Later we meet in the workshop’s minimalist office. Hellevi Bengs tells me many of the young people who come here have big personal problems and come from difficult family situations. Those who can’t keep up with the speed at the workshop must leave. The philosophy at Sininen Verstas is not to provide therapy, but even so it has happened that young people who seemed hopelessly lost in the labour market managed to fight back and regain their self-confidence in the process. 

“We don’t want to involve health workers or psychologists, but to do what we can ourselves. This is a fair work place, and what we don’t want is a group of patients. We are not therapists, but if our work feels therapeutic it’s only for the good.” 

Not accepted

At the same time she feels that the Education Department at the City of Helsinki, which has the overall responsibility, doesn’t quite appreciate what they’re doing. They would rather put unemployed young people into education or see them get work experience within traditional trades, like wood or metal work. The workshop used to have eleven staff, now they are five. The animation group has lost their permission to operate. 

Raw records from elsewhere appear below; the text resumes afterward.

PR #28479, opened 2023-06-10
Hyundai longitudinal (CAN): don't send FCA11 on non-FCA cars

sunnyhaibin:
**Prerequisite of**
- https://github.com/commaai/openpilot/pull/26967

PR #26967, opened 2023-01-15
Hyundai longitudinal: enable for IONIQ, KONA_EV, IONIQ_PHEV, and KIA_CEED

sunnyhaibin:
**Checklist**
- [x] updated entry in CarInfo in selfdrive/car/*/values.py and ran `selfdrive/car/docs.py` to generate new docs
- [x] test route updated in [routes.py](https://github.com/commaai/openpilot/blob/master/selfdrive/car/tests/routes.py)
- [x]  route with openpilot longitudinal:
  - [x] `CAR.IONIQ` - Hyundai Ioniq Hybrid 2017-19: `012c95f06918eca4|2023-01-15--11-19-36`
    - Note: Steering low speed lockout of 32 MPH still exists
  - [x] `CAR.KONA_EV` - Hyundai Kona Electric 2018-21: `f90d3cd06caeb6fa|2023-01-15--18-02-31`
  - [x] `CAR.IONIQ_PHEV` - Hyundai Ioniq Plug-in Hybrid 2020-21: `79c52770a148c54d|2023-02-02--23-04-40`
  - [x] `CAR.CEED` - Kia Ceed 2019: `99315f265be0b26c|2023-06-08--22-04-49`

**Requires**
- https://github.com/commaai/openpilot/pull/28479
- https://github.com/commaai/openpilot/pull/29484
- https://github.com/commaai/openpilot/pull/29489

After some trials and testing, some platforms in the above list can now use the same radar disable command on `0x7D0` to disable the SCC radar unit. They can now accept openpilot longitudinal commands, with the ability to slow down to 0, which removes the limitation of low speed cutout at 8 km/h with stock SCC.

Stock AEB and FCW are disabled with this method, so we show the amber indicator on the car's dashboard to match stock when we manually disable AEB/FCW.

openpilot only sends `SCC11, SCC12, SCC13, SCC14` and does not send `FCA11, FCA12` messages to cars that do not broadcast `FCA11, FCA12`. Sending `FCA11, FCA12` to those cars will cause a fault `TCS13 | ACCEnable = 3`.

Thanks to community 2019 Hyundai Ioniq owner andy741217, 2020 Hyundai Kona Electric owner `ivan iv#6513` (Discord), 2020 Hyundai Ioniq Plug-in Hybrid owner `albertcalderon1#8886` (Discord).

**Amber indicator of AEB/FCW disabled**
image

PR #29472, opened 2023-08-19
add Kia Niro Hybrid 2019 to legacy safety mode list

sshane:
going to make a new list, no point in regressing the safety coverage

~9 dongles last 500 days, 10k qlogs, no one uses openpilot longitudinal control. Since this car [never has FCA11](https://github.com/commaai/openpilot/pull/28479#issuecomment-1683423682), we should remove it from the ability to use it until the FCA11 issue is fixed, as it possibly faults like the other cars without FCA11 (related: https://github.com/commaai/openpilot/pull/26967)

so we can merge https://github.com/commaai/openpilot/pull/28479 without worrying about this car faulting and/or not showing AEB disabled


sshane:
@sunnyhaibin we can now remove cars from the legacy safety mode without verifying they work with longitudinal (test_models should be sufficient). feel free to try some and open PRs

PR #21108, opened 2021-06-02
Add Elantra to legacy safety model

sshane:
Getting @archlyg to test this

PR #29473, opened 2023-08-19
Hyundai: enable more checks for some CAN cars

sshane:
thanks to https://github.com/commaai/openpilot/pull/29472

these cars were grouped into a legacy safety mode which also doesn't allow longitudinal, but we can disallow longitudinal in openpilot while still checking the counters and checksums


sshane:
Not sure why we did this, I don't see any issues in the old preserved routes: https://github.com/commaai/openpilot/pull/21108

sshane:
good enough for now, other cars aren't too popular

PR #29477, opened 2023-08-19
Nissan: add alt request for engine on Rogue

sshane:
I believe this is the only regression for Nissan from https://github.com/commaai/openpilot/pull/28634, the engine only responded to a few diagnostic session types. Found 0xda by trying all values for this byte, this was the first that worked.

New route: b7287535e2a23992|2023-08-18--20-55-56
Route with 0x81 diagnostic type: b7287535e2a23992|2023-07-23--13-00-19
Route with original 0xc0 diagnostic type: b7287535e2a23992|2023-03-19--18-48-25

Thanks to icecube8781 on Discord for the testing!


selfdrive/car/nissan/values.py
```diff
@@ -99,6 +104,10 @@ class NissanCarInfo(CarInfo):
       [NISSAN_DIAGNOSTIC_RESPONSE_KWP, NISSAN_VERSION_RESPONSE_KWP],
       rx_offset=NISSAN_RX_OFFSET,
     ),
+    Request(
```
sshane, line 107:
```suggestion
    # Rogue's engine solely responds to this
    Request(
```

PR #29480, opened 2023-08-19
Toyota: more accurate pedal compensation

sshane:


selfdrive/car/toyota/carstate.py
```diff
@@ -134,6 +134,10 @@ def update(self, cp, cp_cam):
     ret.cruiseState.enabled = bool(cp.vl["PCM_CRUISE"]["CRUISE_ACTIVE"])
     ret.cruiseState.nonAdaptive = cp.vl["PCM_CRUISE"]["CRUISE_STATE"] in (1, 2, 3, 4, 5, 6)
 
+    self.pcm_acc_braking = cp.vl["PCM_CRUISE"]["ACC_BRAKING"]
+    self.pcm_accel_net = cp.vl["PCM_CRUISE"]["ACCEL_NET"]
```
sshane, line 138:
```suggestion
```

sshane:
@haraschax not tested in a car with a pedal yet, but what do you think?

adeebshihadeh:
We really shouldn't be spending time on pedals.

PR #29481, opened 2023-08-19
Toyota: compensate for PCM

sshane:
PCM sometimes does weird modifications to our accel request to convert it into gas & brake. Some are explainable (like the force to overcome rolling/air resistence), some are not (laggy to brake when we're clearly requesting it), and some are undesireable (pitch compensation is lagged and imprecise).


cydia2020:
I think I've this figured out, https://github.com/cydia2020/dodgypilot/pull/15
`ATACC2 = AT_RAW + ACCAVL / self.CP.mass`, this way the car knows what openpilot is doing and gives openpilot a feedback force to work with. Now both decel and accel are extremely smooth, and the car behaves like stock where it releases the brake slightly upon stopping to decrease the "jerk" when the vehicle stops.

PR #29482, opened 2023-08-19
Keep the car icon aligned to its bearing

jakethesnake420:
When user is rotating the map, the car icon should stay fixed on the cars bearing, not m_map->bearing().
The car icon is setup to align to the 'map' bearing but this is not updated when interactive_counter != 0. 
This PR fixes this issue by calculating the error between the cars bearing and the m_map->bearing() and rotates the icon.

Before: (In this picture the icon-pitch-alignment setting was set to 'viewport', normally it's 'map')
image

After:
image


sshane:
thanks!

PR #29484, opened 2023-08-19
Hyundai longitudinal (CAN): display AEB indicator on non-FCA cars

sunnyhaibin:
**Prerequisite of**
- https://github.com/commaai/openpilot/pull/26967


sshane:
The only car this currently affects is one dongle of `CAR.IONIQ_EV_2020` according to https://github.com/commaai/openpilot/pull/28479#issuecomment-1683423682, as all other non-FCA cars are in legacy safety mode or unsupported longitudinal list.

The Ioniq was removed from legacy safety mode in https://github.com/commaai/openpilot/pull/29531, because that user had the FCA message and didn't require any of this special logic to work correctly. The other dongle without FCA likely is in the same boat as these cars, so this should be fine to merge as-is.

sshane:
@sunnyhaibin let me know if I got any details in the comment wrong!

At the same time creativity is one the most important skills in future labour markets.

“Media, arts, crafts – that’s where you find the work places of the future in the centre of a metropolis. The trend is clear”, says Hellevi Bengs, whose husband is about to finish his PhD in city culture.

The young people who have come here were selected after interviews at the employment office. The process is part of a new system which came into force at the beginning of this year, aiming to get young people into work faster. It’s called society guarantee, and should give young people under 25 the chance, within three months, to either join an educational institution, get work experience or a place at a workshop like Sininen Verstas. In order to qualify for this, they must have been unemployed continually for at least three months. 

“I registered as unemployed in April in order to get here”, says Monica Heinonen. 

Assessment within a month

The employment offices must redistribute their resources so that they can have special advisors to look after young people and give them personal supervision. They must map the clients’ strengths and weaknesses, and teach them how to apply for a job. An assessment must be made within a month to map the needs of the job seeker, and a plan for job seeking must be prepared. The philosophy is to give the young intensive service and make sure they’re not forgotten. Matias Fredriksson is an advisor for young people at Kampens employment office. He says the society guarantee definitely has put more pressure on staff, but that most young people have got somewhere within three months. 

“At least if they’re motivated themselves.” 

The system will expand next year. The Government has put aside 25 million Euro for the society guarantee in next year’s budget. 23.5 million is earmarked activation measures like education of young people and grants for new business ideas, while 1.5 million go to workshops. That money will not cover any new services, however. 

Positive reactions

Chief Inspector Päivi Haavisto- Vuori at the Ministry of Labour, says the society guarantee still hasn’t been fully assessed, but that reactions from the field have been positive. The methods have been in use earlier, but for the first time they have been applied nation-wide.

“What’s most important is that resources are aimed at special measures involving youth advisors. The larger employment offices have had the possibility to create teams, and that is noticeable in the level of service provided.”

 Nearly 100.000 young people were unemployed during the economic depression at the beginning of the 1990s. But with the upswing in the economy that figure diminished, and until 1998 it looked like a good trend. Since then the reduction in unemployment has been slower, even though things have been looking up since the start of 2005. But most new jobs are short term or low-wage jobs in the service industry. On average, 32.000 young people have been unemployed during the first seven months of 2005. That’s 3-4000 below last years’ level. 

“Young people are a buffer for the business cycle”, says Päivi Haavisto-Vuori.

Puppet rehearsals

Jerry Rimpinen, Eveliina Paksuniemi and Monica Heinonen during puppet theatre rehearsals (picture above).